___ DATASET EXTRACT ___

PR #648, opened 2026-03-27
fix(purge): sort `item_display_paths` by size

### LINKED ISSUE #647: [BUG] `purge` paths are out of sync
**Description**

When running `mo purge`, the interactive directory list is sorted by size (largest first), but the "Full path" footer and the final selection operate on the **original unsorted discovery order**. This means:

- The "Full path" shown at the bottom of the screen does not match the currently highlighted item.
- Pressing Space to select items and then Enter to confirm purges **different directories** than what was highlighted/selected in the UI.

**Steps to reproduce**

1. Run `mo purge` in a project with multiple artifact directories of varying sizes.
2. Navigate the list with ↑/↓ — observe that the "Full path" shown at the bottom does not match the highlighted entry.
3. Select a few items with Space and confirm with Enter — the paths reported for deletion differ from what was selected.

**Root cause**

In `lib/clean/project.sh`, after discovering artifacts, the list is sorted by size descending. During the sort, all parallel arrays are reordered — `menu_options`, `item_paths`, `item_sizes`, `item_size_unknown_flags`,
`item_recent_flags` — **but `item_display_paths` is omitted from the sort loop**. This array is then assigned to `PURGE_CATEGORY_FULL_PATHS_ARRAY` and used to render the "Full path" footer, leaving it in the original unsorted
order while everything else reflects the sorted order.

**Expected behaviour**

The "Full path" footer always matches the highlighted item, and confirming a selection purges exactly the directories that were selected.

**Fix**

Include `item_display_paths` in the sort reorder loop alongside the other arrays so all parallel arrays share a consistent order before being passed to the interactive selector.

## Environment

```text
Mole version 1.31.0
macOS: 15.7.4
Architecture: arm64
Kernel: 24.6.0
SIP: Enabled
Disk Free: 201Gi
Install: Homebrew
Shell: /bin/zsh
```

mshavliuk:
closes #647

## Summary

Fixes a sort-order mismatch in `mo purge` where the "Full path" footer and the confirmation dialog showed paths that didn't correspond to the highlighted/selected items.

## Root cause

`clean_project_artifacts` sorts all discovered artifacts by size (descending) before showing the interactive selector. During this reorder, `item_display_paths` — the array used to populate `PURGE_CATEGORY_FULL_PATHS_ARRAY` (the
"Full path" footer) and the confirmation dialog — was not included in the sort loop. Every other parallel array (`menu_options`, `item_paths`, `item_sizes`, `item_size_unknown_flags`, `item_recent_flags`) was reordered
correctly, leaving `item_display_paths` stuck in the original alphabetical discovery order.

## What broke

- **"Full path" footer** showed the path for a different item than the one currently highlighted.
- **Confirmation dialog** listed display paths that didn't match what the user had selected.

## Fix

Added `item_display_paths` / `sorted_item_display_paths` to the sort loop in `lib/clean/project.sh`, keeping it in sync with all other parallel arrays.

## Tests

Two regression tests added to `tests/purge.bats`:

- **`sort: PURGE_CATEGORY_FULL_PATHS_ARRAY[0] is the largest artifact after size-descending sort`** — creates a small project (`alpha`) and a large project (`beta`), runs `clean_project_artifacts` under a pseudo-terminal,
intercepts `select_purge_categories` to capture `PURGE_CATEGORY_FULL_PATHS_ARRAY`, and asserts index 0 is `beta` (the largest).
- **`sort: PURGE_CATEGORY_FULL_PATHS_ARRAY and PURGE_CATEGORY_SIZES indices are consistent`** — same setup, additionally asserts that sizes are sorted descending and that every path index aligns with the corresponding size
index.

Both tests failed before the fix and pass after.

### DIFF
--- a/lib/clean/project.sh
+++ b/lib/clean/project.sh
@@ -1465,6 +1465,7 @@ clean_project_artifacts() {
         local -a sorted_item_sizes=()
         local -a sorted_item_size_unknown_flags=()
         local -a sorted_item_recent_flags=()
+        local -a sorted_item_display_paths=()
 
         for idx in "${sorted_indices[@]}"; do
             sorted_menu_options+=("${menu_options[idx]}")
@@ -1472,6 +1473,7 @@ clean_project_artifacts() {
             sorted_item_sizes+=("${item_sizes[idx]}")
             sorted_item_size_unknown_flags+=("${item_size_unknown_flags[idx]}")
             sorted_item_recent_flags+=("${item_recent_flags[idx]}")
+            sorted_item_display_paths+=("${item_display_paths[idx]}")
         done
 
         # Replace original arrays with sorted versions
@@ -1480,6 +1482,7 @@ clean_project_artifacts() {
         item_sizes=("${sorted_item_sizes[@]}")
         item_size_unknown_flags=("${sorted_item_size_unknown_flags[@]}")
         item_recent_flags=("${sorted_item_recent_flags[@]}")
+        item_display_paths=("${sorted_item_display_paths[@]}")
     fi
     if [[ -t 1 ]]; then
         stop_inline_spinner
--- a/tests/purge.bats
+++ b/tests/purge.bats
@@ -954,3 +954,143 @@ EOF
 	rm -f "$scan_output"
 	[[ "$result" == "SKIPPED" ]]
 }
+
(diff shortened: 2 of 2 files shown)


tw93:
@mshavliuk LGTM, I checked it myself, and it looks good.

___
___ DATASET EXTRACT ___

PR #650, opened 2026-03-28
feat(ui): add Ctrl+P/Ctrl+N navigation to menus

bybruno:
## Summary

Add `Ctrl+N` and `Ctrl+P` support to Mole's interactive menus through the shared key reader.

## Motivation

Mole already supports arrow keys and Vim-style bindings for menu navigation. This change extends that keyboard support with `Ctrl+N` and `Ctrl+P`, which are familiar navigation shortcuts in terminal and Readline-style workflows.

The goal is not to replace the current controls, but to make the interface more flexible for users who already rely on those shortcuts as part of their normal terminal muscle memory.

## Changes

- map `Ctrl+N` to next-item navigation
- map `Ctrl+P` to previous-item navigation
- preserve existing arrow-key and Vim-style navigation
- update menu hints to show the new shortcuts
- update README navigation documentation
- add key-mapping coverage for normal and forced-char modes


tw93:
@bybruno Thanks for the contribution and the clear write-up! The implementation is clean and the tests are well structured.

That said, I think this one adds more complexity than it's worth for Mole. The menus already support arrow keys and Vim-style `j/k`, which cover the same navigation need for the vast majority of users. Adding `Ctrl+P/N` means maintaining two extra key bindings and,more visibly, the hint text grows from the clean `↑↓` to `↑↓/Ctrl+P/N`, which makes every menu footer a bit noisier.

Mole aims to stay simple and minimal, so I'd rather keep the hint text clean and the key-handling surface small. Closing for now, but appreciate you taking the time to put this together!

___

» **THE TASK**
Here the output must be the lines above from the line with "--- a/tests/purge.bats" to the line with "it looks good.", both included, duplicated word for word and nothing else.

» **RESULT OF THE TASK**
--- a/tests/purge.bats
+++ b/tests/purge.bats
@@ -954,3 +954,143 @@ EOF
 	rm -f "$scan_output"
 	[[ "$result" == "SKIPPED" ]]
 }
+
(diff shortened: 2 of 2 files shown)


tw93:
@mshavliuk LGTM, I checked it myself, and it looks good.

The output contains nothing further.